Areas of application

Biotechnological applications vary greatly and are therefore divided into different areas. In addition to the bioprocess for the production of certain compounds of these individual areas may also include other fields:

• White biotechnology (industrial biotechnology) can chemical processes in which non-enzyme catalysts are used to replace and complement. Are generated, for example, fine and bulk chemicals, enzymes, and more.
• Red biotechnology ( biotechnology for health ) has different roles, including the bioprocess production of drugs, diagnostics and vaccines.
• The Green biotechnology is mainly concerned with the optimization of crops. Bioprocess engineering plays a minor role
• The gray biotechnology ( Environmental Biotechnology ) uses enzymes and microorganisms for the treatment of drinking water, waste water, waste air, waste, pollution and others.
• The blue biotechnology (marine biotechnology) uses marine microorganisms.
• The Yellow Biotechnology ( usually defined as food biotechnology) is used in the food industry, eg for the production of beer from yeasts, yogurt and sauerkraut by lactic acid bacteria, etc..

While the terms White, Red and Green Biotechnology are established, the other color assignments are far less common.

Types of processes

The numerous possible applications have spawned various methods that can differ greatly. Frequently come bioreactors ( fermenters) are used. Most contain the digester agitators for homogenization, devices for temperature setting and other techniques for monitoring and control of key parameters.
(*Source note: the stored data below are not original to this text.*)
PR #164, opened 2026-08-01
Show a compact memory-fit warning for oversized models

Lazarus-931:
From:

image

to:

Screenshot 2026-08-01 at 7 56 17 AM

Didn't make sense that i'd say "May not fit" when it definitely can't


lucasnewman (approved):
Looks good!

Issue #160, opened 2026-07-31
Per-model configuration profiles — settings like thinking and drafter are not remembered per model


maya528:
Issue 1

Category
Feature request
What happened
Chat model configuration is global, not per-model. There is no way to save a configuration profile for a specific model, which causes two problems:
1. Thinking preference is overwritten on every model switch.
When switching models in the UI, the app unconditionally resets the thinking setting based on the model's capabilities: reasoning-capable models are forced to thinking=max, non-reasoning models to off. If I manually disable thinking for a reasoning model, switch away, and switch back, thinking is re-enabled — my choice is lost.
2. Drafter configuration leaks across models.
"Enable drafter" and the draft model persist globally. A drafter is usually paired with one specific main model (e.g., an MTP drafter for a specific Qwen model). After switching to another model, the previous drafter config stays active and applies to the wrong model, so I have to manually fix it every time.
Steps to reproduce (thinking):
Load a reasoning-capable model.
In Model Configuration, disable "Enable Thinking".
Switch to another model, then switch back.
Thinking is re-enabled — the manual setting was not preserved.
Steps to reproduce (drafter):
Load model A, enable drafter with A's matching draft model.
Switch to model B (no compatible drafter).
Model A's drafter configuration is still active.
Expected behavior
Each model remembers its own configuration. Switching back to a model restores the settings last used with it — at minimum: thinking on/off (+budget), drafter on/off, draft model, and draft kind.
Suggested precedence when a model is loaded:
If the user has explicitly configured this model before → restore the saved per-model values.
Otherwise → apply the current capability-based defaults (reasoning → thinking=max, non-reasoning → off).
A minimal implementation could store a small per-model overrides dictionary keyed by model ID, layered on top of the existing global settings as defaults for new models.
Related
#<ISSUE-2> — applies the same per-model configuration when a model is selected via the API. That issue depends on the per-model store proposed here, but this UI-side feature is useful on its own.
<details>
<summary>Diagnostics</summary>

Environment
Nativ: 0.1.0 (202607272042)
macOS: macOS 26.5.2 (Build 25F84)
Chip: Apple M1 Pro
Memory: 32 GB total
mlx-vlm: 0.6.8
</details>

Lazarus-931:
[...]

PR #166, opened 2026-08-01
Per-model configuration profiles

Lazarus-931:
Addresses #160, creating a small ModelConfigProfile (thinking on/off + budget, drafter on/off + draft model/kind) that is stored per model ID in NativSettings.modelConfigs and persisted to disk. On model switch, ChatComposer snapshots the outgoing model's settings and restores the incoming model's saved profile (or a capability default with the drafter cleared for never-configured models), and a single observer saves any edit immediately so choices stick. Added a guard that re-disables thinking on models that can't do it, plus five unit tests on the store logic.


lucasnewman (approved):
Nice!

PR #167, opened 2026-08-01
Apply per-model configuration on the API path

Lazarus-931:
This PR makes the server apply a model's own saved configuration when that model is named in an API request, instead of inheriting whatever settings were last active globally. On the server side, a new middleware step reads the requested model and fills in its saved enable_thinking/thinking_budget from a per-model config map whenever the client omits them

tested it, and on a live endpoint, when a request names a model, the server now applies that model's saved thinking setting when the client omits it, an explicit client value always overrides it, unrelated models are left alone, and a missing/broken config safely falls back to normal behavior.

this is for text models, but if needed for other model types, can open a pr for that as well; such as img-gen knobs like steps, guidance, size, sampler


lucasnewman (approved):
👍

PR #168, opened 2026-08-01
Warn when attaching images to a non-vision model

Lazarus-931:
Looks like this:

Screenshot 2026-08-01 at 10 55 52 AM


lucasnewman (approved):
LGTM

PR #174, opened 2026-08-02
Chat: drag files from Finder + paste images into the composer

Lazarus-931:
Drag image files from Finder onto the chat composer to stage them as attachments (with a drop highlight).


lucasnewman (approved):
🙏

• Especially in the white and red biotechnology are sterilizable fermenter used, in which the parameters (temperature, oxygen content, pH, etc.) are precisely controlled.
• In the Grey biotechnology various bioreactors are used, such as digesters at wastewater treatment plants, digester for biogas production and biofilters for waste air cleaning.
• In the food industry ( yellow biotechnology) fermentation tanks are used for example in the production of beer as bioreactors.
• More bioreactors are eg algae reactors, photobioreactors, hydrogen bioreactors etc..
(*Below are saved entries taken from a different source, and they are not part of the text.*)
PR #175, opened 2026-08-03
Improve page responsiveness and background work

Blaizzy:
## Summary

- coalesce and briefly cache duplicate local-model scans
- reduce SwiftUI chat row work and stream flush frequency
- isolate chat transcript and composer updates from the parent chat page
- load chat history off the main actor during initial page construction
- throttle audio meter UI publications while preserving smoothing
- isolate high-frequency audio meter state so it does not refresh the full Audio page
- cache audio analytics aggregates and reuse one SQLite connection/read snapshot for dashboard reloads
- avoid unnecessary model/transcript work when switching audio pages
- refresh integration statuses concurrently instead of serially waiting on each executable

## Benchmarks

Compared with `origin/main` (`4028b46`) using identical local synthetic workloads:

| Workload | `origin/main` | Optimized | Improvement |
| --- | ---: | ---: | ---: |
| 100 repeated local-model scans | 70.3 ms | 0.77 ms | ~92x faster |
| 40 dashboard read batches | 69.1 ms | 5.8 ms | ~12x faster |

The model-scan benchmark exercises cache/coalescing. The dashboard benchmark exercises connection reuse across six analytics reads per reload. Interactive SwiftUI/audio frame timing still needs Instruments on a production device; `xctrace` was unavailable in the benchmark environment.

## Validation

- `DEVELOPER_DIR=/Applications/Xcode.app/Contents/Developer xcodebuild -project Nativ.xcodeproj -scheme Nativ -configuration Debug -derivedDataPath build/NativDevelopmentDerivedData CODE_SIGNING_ALLOWED=NO build`
- `DEVELOPER_DIR=/Applications/Xcode.app/Contents/Developer xcodebuild -project Nativ.xcodeproj -scheme Nativ -configuration Debug -derivedDataPath build/NativDevelopmentDerivedData CODE_SIGNING_ALLOWED=NO test` (207 tests passed)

The products are produced according to different principles:

• Enzymes may provide for the implementation of a substance.
• Microorganisms are often cultivated, their metabolic products represent the product ( eg ethanol, butanol, citrate).
• Memory substances in cultured type, such as the microbial carbohydrate storage polyhydroxybutyric the product can be.
• Through genetic modification overexpression can be induced or a new pathway to be transferred in the manner so that the desired product is produced with a high yield in the to be cultivated kind.

Following the production (fermentation) a preparation (Downstream Processing) is usually necessary. This can, depending on the procedure, be very costly and steps such as cell disruption, filtration, chromatography, and include another. This area of biological process assigned.

Nanotechnology

The nanotechnology or nanotechnology is still a young field, which combines very interdisciplinary areas of physics, chemistry, biology and engineering. It is concerned with materials and systems that exist in their size may of only a few molecules. For the process engineering the nanoparticles technology is of particular importance. Due to the small geometrical extent of nanoparticles possess special optical and electronic properties which make special measurement method required, but can also lead to new applications.